--- Exercise data Enclosed Below ---
PR #6058, opened 2024-10-30
drt: Fix pin double count and not appearing info.

titan73:
Regression from 58b46bbc5ac5a206af201b991e0fcd5c8e7f0ade.
Info message was never shown as pin count was always odd when performing the modulo.
Also simplify code even more.


titan73:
--- End of Enclosed Exercise data ---
About this task:
Go through the records above and copy each line exactly.

Solved problem:
PR #6058, opened 2024-10-30
drt: Fix pin double count and not appearing info.

titan73:
Regression from 58b46bbc5ac5a206af201b991e0fcd5c8e7f0ade.
Info message was never shown as pin count was always odd when performing the modulo.
Also simplify code even more.


titan73:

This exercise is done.